* _Given data_:
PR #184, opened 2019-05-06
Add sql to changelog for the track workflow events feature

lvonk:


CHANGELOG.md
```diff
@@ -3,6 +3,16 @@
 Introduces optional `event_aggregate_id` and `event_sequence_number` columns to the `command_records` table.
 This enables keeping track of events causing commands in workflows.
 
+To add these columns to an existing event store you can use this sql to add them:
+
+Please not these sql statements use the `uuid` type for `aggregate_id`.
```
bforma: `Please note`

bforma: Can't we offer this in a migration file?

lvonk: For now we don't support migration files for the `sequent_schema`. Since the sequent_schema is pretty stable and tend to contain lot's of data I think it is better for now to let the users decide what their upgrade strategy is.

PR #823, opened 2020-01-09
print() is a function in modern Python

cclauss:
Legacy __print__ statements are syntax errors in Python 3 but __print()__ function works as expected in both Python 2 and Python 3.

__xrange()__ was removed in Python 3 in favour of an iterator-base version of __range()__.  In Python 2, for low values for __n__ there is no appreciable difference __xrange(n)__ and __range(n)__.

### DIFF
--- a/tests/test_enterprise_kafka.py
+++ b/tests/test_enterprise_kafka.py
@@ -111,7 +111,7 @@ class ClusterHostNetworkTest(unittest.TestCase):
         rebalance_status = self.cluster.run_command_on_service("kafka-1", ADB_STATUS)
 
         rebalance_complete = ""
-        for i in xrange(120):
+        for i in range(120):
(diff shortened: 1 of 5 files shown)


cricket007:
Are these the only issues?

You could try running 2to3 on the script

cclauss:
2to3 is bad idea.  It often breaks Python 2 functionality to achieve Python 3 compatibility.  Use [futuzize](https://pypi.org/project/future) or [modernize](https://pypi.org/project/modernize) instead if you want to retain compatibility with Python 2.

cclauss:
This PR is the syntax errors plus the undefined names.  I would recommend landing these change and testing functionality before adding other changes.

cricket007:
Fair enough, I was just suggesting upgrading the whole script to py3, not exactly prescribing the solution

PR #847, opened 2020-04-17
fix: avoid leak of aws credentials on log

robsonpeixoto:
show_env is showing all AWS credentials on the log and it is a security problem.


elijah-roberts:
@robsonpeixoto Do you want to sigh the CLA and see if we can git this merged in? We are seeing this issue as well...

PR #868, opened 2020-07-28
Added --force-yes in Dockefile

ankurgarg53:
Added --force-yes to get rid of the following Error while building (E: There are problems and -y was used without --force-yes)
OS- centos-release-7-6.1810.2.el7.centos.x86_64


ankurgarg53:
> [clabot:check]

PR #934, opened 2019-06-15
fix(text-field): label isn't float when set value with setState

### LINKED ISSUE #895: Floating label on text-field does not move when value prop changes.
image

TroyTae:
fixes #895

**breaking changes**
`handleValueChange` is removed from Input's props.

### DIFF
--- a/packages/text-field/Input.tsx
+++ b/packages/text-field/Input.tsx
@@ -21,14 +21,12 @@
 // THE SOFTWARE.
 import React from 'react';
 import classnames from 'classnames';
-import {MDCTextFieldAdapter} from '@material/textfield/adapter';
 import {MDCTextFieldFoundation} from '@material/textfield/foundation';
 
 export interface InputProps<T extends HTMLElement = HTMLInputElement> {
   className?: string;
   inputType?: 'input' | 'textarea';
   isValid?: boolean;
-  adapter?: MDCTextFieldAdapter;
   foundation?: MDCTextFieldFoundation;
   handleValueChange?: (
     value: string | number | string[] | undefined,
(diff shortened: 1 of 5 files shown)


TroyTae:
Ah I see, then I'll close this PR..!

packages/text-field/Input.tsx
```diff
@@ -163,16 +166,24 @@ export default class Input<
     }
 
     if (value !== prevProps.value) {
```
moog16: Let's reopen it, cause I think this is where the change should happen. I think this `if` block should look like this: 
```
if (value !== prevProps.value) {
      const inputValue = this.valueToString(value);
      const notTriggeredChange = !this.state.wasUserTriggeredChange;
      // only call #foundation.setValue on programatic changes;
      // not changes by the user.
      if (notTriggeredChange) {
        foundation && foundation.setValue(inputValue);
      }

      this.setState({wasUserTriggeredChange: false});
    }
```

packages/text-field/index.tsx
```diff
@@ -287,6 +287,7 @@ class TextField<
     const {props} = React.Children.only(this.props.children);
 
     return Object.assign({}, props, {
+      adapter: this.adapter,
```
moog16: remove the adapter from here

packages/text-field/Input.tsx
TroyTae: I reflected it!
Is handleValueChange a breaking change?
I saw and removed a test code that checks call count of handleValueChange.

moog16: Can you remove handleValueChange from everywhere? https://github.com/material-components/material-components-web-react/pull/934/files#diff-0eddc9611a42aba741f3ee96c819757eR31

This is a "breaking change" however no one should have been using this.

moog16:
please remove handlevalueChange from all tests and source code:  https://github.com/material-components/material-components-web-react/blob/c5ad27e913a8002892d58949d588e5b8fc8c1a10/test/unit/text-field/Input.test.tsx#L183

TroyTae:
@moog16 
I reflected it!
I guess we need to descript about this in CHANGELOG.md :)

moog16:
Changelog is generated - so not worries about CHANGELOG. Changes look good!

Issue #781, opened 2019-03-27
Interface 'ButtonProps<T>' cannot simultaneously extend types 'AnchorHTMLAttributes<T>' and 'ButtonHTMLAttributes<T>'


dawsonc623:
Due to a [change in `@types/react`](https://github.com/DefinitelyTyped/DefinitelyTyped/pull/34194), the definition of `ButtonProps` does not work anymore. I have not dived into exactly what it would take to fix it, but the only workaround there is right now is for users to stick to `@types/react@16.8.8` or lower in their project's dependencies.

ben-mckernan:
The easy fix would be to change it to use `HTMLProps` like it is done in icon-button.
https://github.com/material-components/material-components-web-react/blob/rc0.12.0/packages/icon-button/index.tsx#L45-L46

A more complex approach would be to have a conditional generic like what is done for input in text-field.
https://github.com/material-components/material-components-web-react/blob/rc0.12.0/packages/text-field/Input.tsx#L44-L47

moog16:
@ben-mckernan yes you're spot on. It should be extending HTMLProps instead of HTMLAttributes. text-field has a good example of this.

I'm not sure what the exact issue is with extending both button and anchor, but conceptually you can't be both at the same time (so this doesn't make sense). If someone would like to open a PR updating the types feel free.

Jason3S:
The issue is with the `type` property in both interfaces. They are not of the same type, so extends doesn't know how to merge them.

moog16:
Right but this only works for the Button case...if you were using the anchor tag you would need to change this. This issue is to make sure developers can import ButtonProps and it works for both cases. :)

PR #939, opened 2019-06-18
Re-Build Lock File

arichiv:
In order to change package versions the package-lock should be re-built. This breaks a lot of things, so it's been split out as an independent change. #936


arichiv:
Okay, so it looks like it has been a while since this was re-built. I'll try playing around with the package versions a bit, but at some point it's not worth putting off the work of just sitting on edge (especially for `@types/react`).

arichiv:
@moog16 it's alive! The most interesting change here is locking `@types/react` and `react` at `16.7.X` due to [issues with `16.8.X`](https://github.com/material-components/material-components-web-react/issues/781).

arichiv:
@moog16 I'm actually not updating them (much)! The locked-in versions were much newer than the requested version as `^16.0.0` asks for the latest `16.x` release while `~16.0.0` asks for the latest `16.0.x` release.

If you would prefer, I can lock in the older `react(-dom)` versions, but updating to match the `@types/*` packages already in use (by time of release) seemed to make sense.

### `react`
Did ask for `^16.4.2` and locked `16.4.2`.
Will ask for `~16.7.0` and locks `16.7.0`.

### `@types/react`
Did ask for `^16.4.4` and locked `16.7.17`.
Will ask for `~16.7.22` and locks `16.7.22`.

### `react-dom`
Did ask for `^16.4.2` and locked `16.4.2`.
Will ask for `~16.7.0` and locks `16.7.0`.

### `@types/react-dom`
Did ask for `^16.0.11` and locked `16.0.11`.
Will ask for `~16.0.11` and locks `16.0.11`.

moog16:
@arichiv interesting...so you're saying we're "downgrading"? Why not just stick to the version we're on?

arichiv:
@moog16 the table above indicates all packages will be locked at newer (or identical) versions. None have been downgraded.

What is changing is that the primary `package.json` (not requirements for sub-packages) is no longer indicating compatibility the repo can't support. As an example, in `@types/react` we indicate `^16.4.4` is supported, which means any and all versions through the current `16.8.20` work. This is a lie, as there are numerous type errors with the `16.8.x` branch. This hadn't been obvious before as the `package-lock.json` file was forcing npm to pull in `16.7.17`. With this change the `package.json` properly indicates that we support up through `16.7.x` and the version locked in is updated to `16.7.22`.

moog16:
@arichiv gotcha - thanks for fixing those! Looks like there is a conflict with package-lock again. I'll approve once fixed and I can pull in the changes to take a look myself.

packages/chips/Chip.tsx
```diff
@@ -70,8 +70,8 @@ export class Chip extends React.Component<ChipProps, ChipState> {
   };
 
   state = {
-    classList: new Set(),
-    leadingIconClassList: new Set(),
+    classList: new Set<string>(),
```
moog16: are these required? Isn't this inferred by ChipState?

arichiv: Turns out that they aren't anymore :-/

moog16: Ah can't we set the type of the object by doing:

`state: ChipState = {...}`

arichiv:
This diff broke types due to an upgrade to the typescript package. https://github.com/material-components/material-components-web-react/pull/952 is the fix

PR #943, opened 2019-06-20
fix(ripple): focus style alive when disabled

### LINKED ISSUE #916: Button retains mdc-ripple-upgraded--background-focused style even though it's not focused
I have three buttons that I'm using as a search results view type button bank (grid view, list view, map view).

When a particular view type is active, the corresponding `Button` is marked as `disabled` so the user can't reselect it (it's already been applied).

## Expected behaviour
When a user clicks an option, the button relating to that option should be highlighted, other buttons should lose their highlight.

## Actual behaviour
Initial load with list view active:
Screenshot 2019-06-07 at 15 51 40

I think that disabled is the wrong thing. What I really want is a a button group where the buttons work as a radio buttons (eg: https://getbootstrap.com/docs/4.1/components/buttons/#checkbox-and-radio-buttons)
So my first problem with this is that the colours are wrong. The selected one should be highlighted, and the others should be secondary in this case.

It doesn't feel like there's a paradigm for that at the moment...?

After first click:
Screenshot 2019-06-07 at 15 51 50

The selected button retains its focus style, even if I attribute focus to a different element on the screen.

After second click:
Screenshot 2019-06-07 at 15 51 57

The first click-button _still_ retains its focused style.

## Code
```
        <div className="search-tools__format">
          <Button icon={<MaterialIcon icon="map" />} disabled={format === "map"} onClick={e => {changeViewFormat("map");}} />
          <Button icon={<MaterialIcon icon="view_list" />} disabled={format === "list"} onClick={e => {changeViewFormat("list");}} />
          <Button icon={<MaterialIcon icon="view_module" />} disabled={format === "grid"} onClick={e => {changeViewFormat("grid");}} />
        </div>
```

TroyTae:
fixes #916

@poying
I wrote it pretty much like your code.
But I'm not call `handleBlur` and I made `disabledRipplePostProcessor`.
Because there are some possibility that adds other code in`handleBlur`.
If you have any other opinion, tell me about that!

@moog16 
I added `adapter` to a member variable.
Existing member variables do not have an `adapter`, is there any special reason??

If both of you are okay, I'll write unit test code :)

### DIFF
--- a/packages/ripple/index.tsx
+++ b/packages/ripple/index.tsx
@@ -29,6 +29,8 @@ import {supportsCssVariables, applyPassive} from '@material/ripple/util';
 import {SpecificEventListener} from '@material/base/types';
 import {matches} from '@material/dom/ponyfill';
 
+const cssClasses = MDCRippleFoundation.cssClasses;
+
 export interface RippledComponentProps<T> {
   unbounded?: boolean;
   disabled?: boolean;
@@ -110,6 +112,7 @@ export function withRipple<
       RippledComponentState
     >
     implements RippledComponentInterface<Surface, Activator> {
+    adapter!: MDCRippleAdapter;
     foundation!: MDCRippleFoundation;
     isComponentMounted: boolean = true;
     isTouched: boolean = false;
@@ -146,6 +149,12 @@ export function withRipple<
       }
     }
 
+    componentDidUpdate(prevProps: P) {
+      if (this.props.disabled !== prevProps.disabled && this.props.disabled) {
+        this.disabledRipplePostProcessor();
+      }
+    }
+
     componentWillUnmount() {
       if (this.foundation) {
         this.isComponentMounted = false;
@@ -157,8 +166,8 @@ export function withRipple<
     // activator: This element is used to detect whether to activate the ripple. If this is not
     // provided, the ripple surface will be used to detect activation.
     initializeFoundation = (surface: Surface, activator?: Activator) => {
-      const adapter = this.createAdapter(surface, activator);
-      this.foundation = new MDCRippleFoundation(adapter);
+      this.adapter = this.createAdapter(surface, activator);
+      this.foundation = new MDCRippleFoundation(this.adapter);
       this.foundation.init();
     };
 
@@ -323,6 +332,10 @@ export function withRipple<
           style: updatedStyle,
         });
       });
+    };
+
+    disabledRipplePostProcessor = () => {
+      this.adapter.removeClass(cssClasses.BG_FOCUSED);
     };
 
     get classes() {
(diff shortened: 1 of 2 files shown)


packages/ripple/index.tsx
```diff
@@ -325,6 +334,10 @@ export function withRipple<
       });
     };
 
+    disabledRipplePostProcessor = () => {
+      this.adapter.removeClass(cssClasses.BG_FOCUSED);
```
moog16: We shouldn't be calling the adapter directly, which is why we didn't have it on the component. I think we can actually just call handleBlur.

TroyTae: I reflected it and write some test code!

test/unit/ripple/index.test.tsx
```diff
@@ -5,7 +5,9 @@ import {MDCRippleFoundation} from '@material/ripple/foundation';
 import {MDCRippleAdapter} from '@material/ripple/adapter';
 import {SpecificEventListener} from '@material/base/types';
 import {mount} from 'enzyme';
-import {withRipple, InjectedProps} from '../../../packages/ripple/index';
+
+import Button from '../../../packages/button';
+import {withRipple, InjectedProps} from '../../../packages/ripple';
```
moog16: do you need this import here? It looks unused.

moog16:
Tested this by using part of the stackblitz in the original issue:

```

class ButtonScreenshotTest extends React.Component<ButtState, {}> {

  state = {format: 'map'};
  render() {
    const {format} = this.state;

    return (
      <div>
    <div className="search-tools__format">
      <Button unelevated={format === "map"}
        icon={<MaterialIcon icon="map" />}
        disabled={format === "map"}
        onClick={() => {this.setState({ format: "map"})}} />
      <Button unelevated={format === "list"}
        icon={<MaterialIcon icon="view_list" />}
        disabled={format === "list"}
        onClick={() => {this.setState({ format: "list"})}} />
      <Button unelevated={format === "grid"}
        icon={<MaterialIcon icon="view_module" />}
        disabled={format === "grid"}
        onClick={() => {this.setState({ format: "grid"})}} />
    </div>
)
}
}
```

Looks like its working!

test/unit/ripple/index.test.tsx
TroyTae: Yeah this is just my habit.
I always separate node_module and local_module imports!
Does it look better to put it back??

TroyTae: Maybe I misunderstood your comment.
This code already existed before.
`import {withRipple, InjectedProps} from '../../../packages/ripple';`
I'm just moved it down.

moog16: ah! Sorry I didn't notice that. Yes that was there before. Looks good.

* _What you will do_:
Using only the entries above, output the line with "bforma: Can't we", the line with "Legacy __print__ statements", and all lines between them, exactly as they stand.

* _Response area_:
bforma: Can't we offer this in a migration file?

lvonk: For now we don't support migration files for the `sequent_schema`. Since the sequent_schema is pretty stable and tend to contain lot's of data I think it is better for now to let the users decide what their upgrade strategy is.

PR #823, opened 2020-01-09
print() is a function in modern Python

cclauss:
Legacy __print__ statements are syntax errors in Python 3 but __print()__ function works as expected in both Python 2 and Python 3.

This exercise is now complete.